Number of toilets is represented by one stock, which is increased by a flow of new toilets and

decreased by flows of decommissioned toilets and toilets destroyed through vandalism

(Appendix 4). The model assumes that toilets will only be built if they are needed, needed toilets

being determined by the national policy-required number of people per toilet. They can only be

built if there are funds available to do so; such funding can come from a monthly service

provider budget, or from emergency funding (perhaps from the government or private

institution) when the sanitation level is observed to go below 0.2; the emergency funding is

enough money to pay for all the needed toilets. The number of toilets which can be built from

this budget is determined by the cost of the toilets (dependent on the choice of technology).

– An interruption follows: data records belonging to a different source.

PR #30, opened 2019-11-04
Improved Wallet State Managment

yeastplume:
[Link to Rendered Document](https://github.com/mimblewimble/grin-rfcs/blob/fea9da2f545d55d6781f5e93b591234e0ccf17d6/text/0000-wallet-update-process.md)

_Edit by lehnberg: Correcting link to rendered document_


lehnberg:
Nice. Couple of nitpicky points:

* Most RFCs will be "enhancements", and `wallet-update-process` sounds quite generic. What would a more descriptive title be? `improved-wallet-state-management`?

* For better readability for future readers, write in present form with the assumption that the RFC has already been merged. So rather than _proposing_ changes, describe the _already accepted_ changes. Similarly `current wallet procedures` become `previous wallet procedures`, etc.

* IIRC, `largest` doesn't lead to all outputs being locked, just the most possible. This to reduce UTXOs, but comes at a privacy cost. It might be worth noting that a `smallest` strategy might reduce output likability, but may also lead to increased transaction fees.

yeastplume:
Updated the tense and title as per suggestions.

selection-strategy=all will sweep as many outputs as it can, up to a hardcoded limit of 500. In most cases this will have the effect of locking all user funds.

There was some conversation a while back where someone was arguing that the default selection strategy didn't actually reduce overall UTXO set size effectively. I admit this isn't something I've studied in any particular detail, so would be interested in hearing more opinions here. The only thing I can say with relative certainty is the current default 'sweep' method is terrible for usability regardless of it's effect on UTXO set size.

lehnberg:
Looks much better @yeastplume :+1: 

 > selection-strategy=all will sweep as many outputs as it can, up to a hardcoded limit of 500. In most cases this will have the effect of locking all user funds.

I did not know this. Seems I had completely misunderstood this strategy to be something more like `largest`.

DavidBurkett:
> There was some conversation a while back where someone was arguing that the default selection strategy didn't actually reduce overall UTXO set size effectively.

Yea, I was the one that said that. While it results in a temporary reduction, as long as you're using a selection strategy that routinely spends "dust" (ie. don't use a "largest first" strategy), your current inputs will eventually be spent as you continue to use Grin, so you're mostly just inconveniencing yourself by spending them all everytime, and drawing a big circle around your inputs, reducing Grin to an accounts-based model which is bad for privacy.

DavidBurkett:
> For better readability for future readers, write in present form with the assumption that the RFC has already been merged. So rather than proposing changes, describe the already accepted changes. Similarly current wallet procedures become previous wallet procedures, etc.

I actually find it more confusing now that the tenses have been updated. I like when the RFC clearly states what takes place today, and how things will work after the RFC is implemented. I wouldn't suggest changing this RFC again, but maybe it's something we can talk about elsewhere?

text/0000-wallet-update-process.md
```diff
@@ -0,0 +1,170 @@
...
+Outputs and tranasctions are created during the transaction exchange process as follows. Note that the invoicing workflow is mostly identical with the roles of Payer and Payee reversed, so this workflow is not outlined separately.
+
+ * The sender creates a new 'blank' transaction Slate, adding inputs and change outputs to the slate.
+ * The sender generates a random kernel offset. (The kernel offset is always generated by the slate creator)
+ * The sender sends the slate to the payee (via file or http). If sending synchronously, (e.g via http)  the associated transaction is saved to the log after a response from the payee's listener. If sending asynchronously, (e.g. via file), the transaction is saved immediately. 
+ * When saved, the associated transaction is set to type 'Sent Tx'  with a status of 'unconfirmed', inputs are locked internally and a change output is added with status 'unconfirmed'.
+ * The payee receives the slate, creates (an) output(s) for the received amount with status unconfirmed, and immediately stores a transaction in their log of type 'Received Tx' with confirmed set to false. 
+ * The payee calculates and saves the transaction kernel for later reference.
```
DavidBurkett: They can only calculate the kernel commitment

text/0000-wallet-update-process.md
```diff
@@ -0,0 +1,170 @@
...
+
+### Transaction and Output Statue Update Processes
+
+#### Update by Output Process
+
+The Update by Output Process is the main method by which the wallet updates its internal state, decides whether a transaction has been confirmed and when to remove or confirm individual outputs. This process works as follows:
+
+* For every unspent output in the wallet:
+* If the output's status in the user's wallet is 'unconfirmed' and it is present in the UTXO set, change the output's status to 'confirmed', and update the associated transaction status to 'confirmed'.
+* If the output's status in the user's wallet is 'confirmed' and it no longer appears in the UTXO set, set it's status to 'Spent'. Note these outputs will usually be locked so they cannot be selected for spending again.
```
DavidBurkett: Reorgs can technically add an output to the utxo set, remove it, and then later add it back. Unlikely scenario, but do you plan on handling that somehow to make sure additional transaction log entries don't get created? It's probably not an easy thing to do, so we don't need to handle it right away, I'm just curious what the plan is for this.

DavidBurkett: Ah, you already answer this in the check-repair section.

text/0000-wallet-update-process.md
```diff
@@ -0,0 +1,170 @@
...
+* Wallets recovered with an existing mnemonic will set the `last scanned block` to `1`, triggering the `scan` process and thereby restoring any associated outputs.
+* The `restore` command will be removed in favor of the `scan` process.
+
+### Manual Scans
+
+It is still be possible to manually scan the chain via the `scan` (`check`) command, however the command is modified to allow the user to specify a range of block heights to scan. If this is not provided, the scan occurs from the current block - 1 week's worth of blocks.
+
+### Invocation of Update Process
+
+The update process was previously run inline in a synchronous blocking fashion as part of individual wallet commands. With the `scan` command becoming part of normal operations, it's expected that a particlar invocation the overall update process could potentially take a long time. This is acceptable in single-use modes such as the single invocation model of `grin-wallet`, but is far less usable in environments where the wallet and Owner API stay resident and the caller may not have any particular insight as to why a call invoking the update process might be taking a long time to complete.
```
DavidBurkett: nit: `particlar invocation the` => `particular invocation of the`

text/0000-wallet-update-process.md
```diff
@@ -0,0 +1,170 @@
...
+* The default output selection method is changed to `smallest`, to prevent all wallet amounts being locked on every transaction.
+
+# Unresolved questions
+[unresolved-questions]: #unresolved-questions
+
+- Do we limit the Kernel Lookup part of the process to just cases where there is no change output. Is there any benefit to calling it for all outstanding transactions on each lookup (or any particular downside to doing so?)
+- Can we add the TTL field at consensus level? Making it consensus means much less scope for inconsistency between wallets overall, but how would it be commit to? (Could it be inclded in the kernel excess somehow, for example?)
```
DavidBurkett: The only thing we could do is add it to the kernel and become part of the signature, but it could end up being really bad for privacy. For example, if Grin++ uses a different algo for calculating TTL than grin wallet, allowing you to quickly identify grin wallet kernels and Grin++ kernels, effectively splitting the anon set in half, I would recommend not supporting this at the consensus level for this reason.

text/0000-wallet-update-process.md
```diff
@@ -0,0 +1,170 @@
...
+- What is the effect on UTXO set size of changing the selection method to `smallest`?
```
DavidBurkett: As mentioned in the discussion section, my currently unproven claim is that it should have little to no effect.

yeastplume:
Added more clarity on `smallest` selection process, fixed typos.

text/0000-wallet-update-process.md
```diff
@@ -0,0 +1,170 @@
...
+#### Coinbase Output + Transaction Creation
+
+Coinbase outputs and their related transactions are created via the wallet listener as part of the mining process. The workflow is:
+
+ * When mining, create a potential coinbase output for the target block.
+ * If the block is accepted and the output is detected in the UTXO set (via the [Update by Output process](#)), create a transaction log entry of type 'Confirmed Coinbase', with 'confirmed' set to true.
+
+#### Transacting (Payer -> Payee) Output + Transaction Creation
+
+Outputs and tranasctions are created during the transaction exchange process as follows. Note that the invoicing workflow is mostly identical with the roles of Payer and Payee reversed, so this workflow is not outlined separately.
```
quentinlesceller: Typo `tranasctions`

text/0000-wallet-update-process.md
```diff
@@ -0,0 +1,170 @@
...
+
+ * The sender creates a new 'blank' transaction Slate, adding inputs and change outputs to the slate.
+ * The sender generates a random kernel offset. (The kernel offset is always generated by the slate creator)
+ * The sender sends the slate to the payee (via file or http). If sending synchronously, (e.g via http)  the associated transaction is saved to the log after a response from the payee's listener. If sending asynchronously, (e.g. via file), the transaction is saved immediately.
```
quentinlesceller: `e.g` -> `e.g.`

text/0000-wallet-update-process.md
```diff
@@ -0,0 +1,170 @@
...
+
+### Transaction and Output Statue Update Processes
+
+#### Update by Output Process
+
+The Update by Output Process is the main method by which the wallet updates its internal state, decides whether a transaction has been confirmed and when to remove or confirm individual outputs. This process works as follows:
+
+* For every unspent output in the wallet:
+* If the output's status in the user's wallet is 'unconfirmed' and it is present in the UTXO set, change the output's status to 'confirmed', and update the associated transaction status to 'confirmed'.
+* If the output's status in the user's wallet is 'confirmed' and it no longer appears in the UTXO set, set it's status to 'Spent'. Note these outputs will usually be locked so they cannot be selected for spending again.
```
quentinlesceller: it's  -> its

text/0000-wallet-update-process.md
```diff
@@ -0,0 +1,170 @@
...
+It is also possible to look up a transaction via the kernel that was stored when the transaction and outputs were created. This is necessary in cases such as where a participant in a transaction doesn't have any change outputs, which means the output update process won't detect when to mark a transaction confirmed. This process is:
+
+* Retrieve the transaction kernel from the node using the kernel excess value calculated during the transaction creation process.
+* If the kernel exists, update the status of the associated transaction to 'Confirmed'
+
+#### Check-Repair Process
+
+The Update by Output process on its own is not enough to ensure the contents of a wallet is correct. There are many easily-encountered situations in the course of a wallet's operation where this process is insufficient and can potentially lead to an wallet state that's inconsistent with the UTXO set, including but not limited to:
+
+* Manually cancelling transctions and unlocking outputs before they've had a chance to confirm on the chain.
```
quentinlesceller: transctions  -> transactions

text/0000-wallet-update-process.md
```diff
@@ -0,0 +1,170 @@
...
+* Running multiple wallets from the same seed
+* Fork situations
+
+The check-repair process fixes most of these potential issues by scanning every single output in the UTXO set and testing for ownership by determining if its bullet proof can be decoded using the wallet's master key. It will then 'check and repair' all outputs and transactions in the wallet as follows:
+
+* If an output exists in the UTXO set and is not in the wallet, create an output for the wallet at the derivation path stored in the bullet proof, and create a new transaction crediting the amount
+* If an output exists in the UTXO set and is marked as 'spent', mark it as unspent and cancel any associated transaction log entries.
+
+Additionally, the check-repair process can take a flag instructing it to delete unconfirmed outputs and reset all outstanding transctions. If this flag is set:
```
quentinlesceller: transctions -> transactions

text/0000-wallet-update-process.md
```diff
@@ -0,0 +1,170 @@
...
+
+* If a locked output exists in the UTXO set, unlock it and set any associated transactions to `cancelled`
+* If an 'unconfirmed' output is not in the UTXO set, delete it and cancel any associated transction log entries.
```
quentinlesceller: transctions -> transactions

text/0000-wallet-update-process.md
```diff
@@ -0,0 +1,170 @@
...
+
+Note that the wallet `restore` process works very similarly to the check-repair process, however it must always operate on an empty wallet meaning it is limited to creating outputs and transactions in the wallet.
+
+## Previous Overall Update Process
+
+All of the procedures outlined above can be considered set of 'primitives' available for the wallet to keep itself updated. The previous update process was somewhat limited, and had the tendency to require a significant amount of manual updating using the `check-repair` command. The previous process was as follows:
+
+* Invoke the 'Update by Output' process before retrieving any info relating to the wallet state (`txs`, `info` or `outputs` commands,) or creating a new transaction. This invocation is usually done internally and in a syncronous blocking manner by each command that requires the wallet state to be as up to date as possible.
```
quentinlesceller: syncronous -> synchronous

text/0000-wallet-update-process.md
```diff
@@ -0,0 +1,170 @@
...
+* During the `txs` retrieval command, for each unconfirmed transaction with an `amount recieved` field set to 0, invoke the 'Kernel Lookup' process.
```
quentinlesceller: `amount recieved` -> `amount received`

text/0000-wallet-update-process.md
```diff
@@ -0,0 +1,170 @@
...
+
+Newly created and recovered wallets scan the UTXO set as follows:
+
+* New wallets generated with a new random seed will mark themselves as `new`, and set their `last scanned block` to the block height reported on first successful contact with a node.
+* Wallets recovered with an existing mnemonic will set the `last scanned block` to `1`, triggering the `scan` process and thereby restoring any associated outputs.
+* The `restore` command will be removed in favor of the `scan` process.
+
+### Manual Scans
+
+It is still be possible to manually scan the chain via the `scan` (`check`) command, however the command is modified to allow the user to specify a range of block heights to scan. If this is not provided, the scan occurs from the current block - 1 week's worth of blocks.
```
quentinlesceller: week's worth or weeks' worth. Not sure about that one though...

text/0000-wallet-update-process.md
```diff
@@ -0,0 +1,170 @@
...
+
+To rectify these problems, the following changes are made:
+
+* A Time-To-Live (`TTL`) field is added to the Slate, which is defined as the last block height at which a wallet should attempt to complete a transaction. This field should be respected at the wallet-exchange level, but is not currently commit to at a consensus level. If a wallet detects a particlar transaction's TTL has expired, it will automatically cancel the transaction and unlock associated outputs. Note this doesn't prevent the other party sending the transaction to the node after this happens, but there is no guarantee the outputs will still be available. However, if this does happen the `scan` command will correct the wallet state.
```
quentinlesceller: particlar  -> particular

text/0000-wallet-update-process.md
```diff
@@ -0,0 +1,170 @@
...
+
+### Manual Scans
+
+It is still be possible to manually scan the chain via the `scan` (`check`) command, however the command is modified to allow the user to specify a range of block heights to scan. If this is not provided, the scan occurs from the current block - 1 week's worth of blocks.
+
+### Invocation of Update Process
+
+The update process was previously run inline in a synchronous blocking fashion as part of individual wallet commands. With the `scan` command becoming part of normal operations, it's expected that a particular invocation of the overall update process could potentially take a long time. This is acceptable in single-use modes such as the single invocation model of `grin-wallet`, but is far less usable in environments where the wallet and Owner API stay resident and the caller may not have any particular insight as to why a call invoking the update process might be taking a long time to complete.
+
+To address this, the wallet provides a method of calling the Overall Update Process in its own thread that attempts to mimimise its usage of the wallet lock. The Wallet's Owner API (V3 Only) is extended with the following functions:
```
quentinlesceller: mimimise -> minimize or minimise.

text/0000-wallet-update-process.md
```diff
@@ -0,0 +1,170 @@
...
+
+* `start_update_thread(interval)` => Starts the update thread, calling the Overall Update Process at the frequency specified
+* `stop_update_thread()` => Stops the update thread
+* `get_update_status()` => Returns the current status of the update thread, along with as much information as possible about what the thread is doing and, in the case of the `scan` process, the percentage complete.
+
+Further, if the update thread is currently running, commands that previously always called the Overall Update Process (such as `info`, `txs`) etc do not call the update process. This means that when invoked via the command line, the behaviour is unchanged. However, wallets running the Owner API can instead choose to run and monitor the background update thread at the desired frequency while keeping the user informed of any long-running update processes.
```
quentinlesceller: (such as `info`, `txs`) etc -> (such as `info`, `txs`, etc...) ?

text/0000-wallet-update-process.md
```diff
@@ -0,0 +1,170 @@
...
+* The default output selection method is changed to `smallest`, to prevent all wallet amounts being locked on every transaction. The `smallest` strategy prefers using the smallest (or 'dust') outputs as inputs to a transaction, and it is conjectured that the overall effect on Grin's UTXO size will be negligible in the longer term, provided users continue to transact. The `all` method of output selection also has privacy implications in that it makes it easier for an observer to identify a group of outputs as belonging to a single wallet (or indeed, representing the entire contents of a wallet in most cases).
+
+# Unresolved questions
+[unresolved-questions]: #unresolved-questions
+
+- Do we limit the Kernel Lookup part of the process to just cases where there is no change output. Is there any benefit to calling it for all outstanding transactions on each lookup (or any particular downside to doing so?)
+- Can we add the TTL field at consensus level? Making it consensus means much less scope for inconsistency between wallets overall, but how would it be commit to? (Could it be inclded in the kernel excess somehow, for example?)
```
quentinlesceller: inclded -> included

text/0000-wallet-update-process.md
```diff
@@ -0,0 +1,170 @@
...
+The following sections outlines the processes used in the creation and update of outputs and related transactions within the wallet.
+
+### Transaction and Output Creation
+
+#### Coinbase Output + Transaction Creation
+
+Coinbase outputs and their related transactions are created via the wallet listener as part of the mining process. The workflow is:
+
+ * When mining, create a potential coinbase output for the target block.
+ * If the block is accepted and the output is detected in the UTXO set (via the [Update by Output process](#)), create a transaction log entry of type 'Confirmed Coinbase', with 'confirmed' set to true.
```
quentinlesceller: dead link.

text/0000-wallet-update-process.md
quentinlesceller: plus 2 spaces after.

text/0000-wallet-update-process.md
```diff
@@ -0,0 +1,169 @@
...
+
+### Transaction and Output Statue Update Processes
+
+#### Update by Output Process
+
+The Update by Output Process is the main method by which the wallet updates its internal state, decides whether a transaction has been confirmed and when to remove or confirm individual outputs. This process works as follows:
+
+* For every unspent output in the wallet:
+* If the output's status in the user's wallet is 'unconfirmed' and it is present in the UTXO set, change the output's status to 'confirmed', and update the associated transaction status to 'confirmed'.
+* If the output's status in the user's wallet is 'confirmed' and it no longer appears in the UTXO set, set its status to 'Spent'. Note these outputs will usually be locked so they cannot be selected for spending again.
```
jaspervdm: Do you think it would be a good idea to create a new tx log entry when 'confirmed' outputs no longer exist in the UTXO set? This would give a more consistent feel for people who are using their seed on multiple wallets at the same time, as spending on wallet A would also appear as a spend on wallet B. Obviously this information would not be perfect but it would prevent situations where funds suddenly disappear without a trace.

DavidBurkett:
If implemented carefully, this should actually solve a lot of the privacy issues we have with using shared nodes. We can probably do this in a way that prevents side channel leakage like Monero and Zcash have been found to be vulnerable to: https://hackerone.com/reports/713321

We just need to not block the thread for any operations that are only performed when our own transactions are received from a node, and never make special requests for our own transactions. 

If we also introduce a way to anonymously submit transactions to random nodes via TOR, we could actually make it so shared nodes are just as private as using your own node, with one caveat: Wallets that are only on long enough to receive a transaction and logoff will still be terrible for privacy.

text/0000-wallet-update-process.md
yeastplume: I think that could be a good enhancement. Right now the updater simply ignores the case where an output is not locked/doesn't have an associated transaction, i.e. it only updates a transaction if there's one to find. Could end up with a lot of spam in the tx log though since there's no real way to group outputs in this case, you'd just have to create a new TX for each instance of this occurring.

jaspervdm: We could group all outputs (without an associated tx log entry) that are no longer unspent in the same update cycle in 1 tx log entry. There is a chance that we group more than 1 tx but I don't think that is a big deal. It would however prevent a lot of spam.

kargakis:
> Wallets that are only on long enough to receive a transaction and logoff will still be terrible for privacy.

@DavidBurkett can you explain why is this the case with a wallet connected via Tor?

quentinlesceller:
In accordance with our RFC process, as of November 15 this can be considered in **Final Comment Period** with a disposition to **merge**. Previously announced on Keybase.

quentinlesceller:
Tracking issue: [mimblewimble/grin-wallet#244](https://github.com/mimblewimble/grin-wallet/issues/244)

The

length of time it takes to build the toilets is dependent on how accountable the service provider

is, taking anywhere from a month to six.

Toilets are destroyed if instances of vandalism and violence occur; the vandalism rate rises

slowly to 3% from no vandalism before rising rapidly to a maximum of 30% as people get much

angrier. Toilets are decommissioned according to the life expectancy of the technology (choice

of technology) and how well maintained they are (cleanliness of facility). If maintenance is high,

the decommissioning rate can be reduced by up to 20%, and alternately, if maintenance is low,

the decommissioning rate can increase by up to 20%.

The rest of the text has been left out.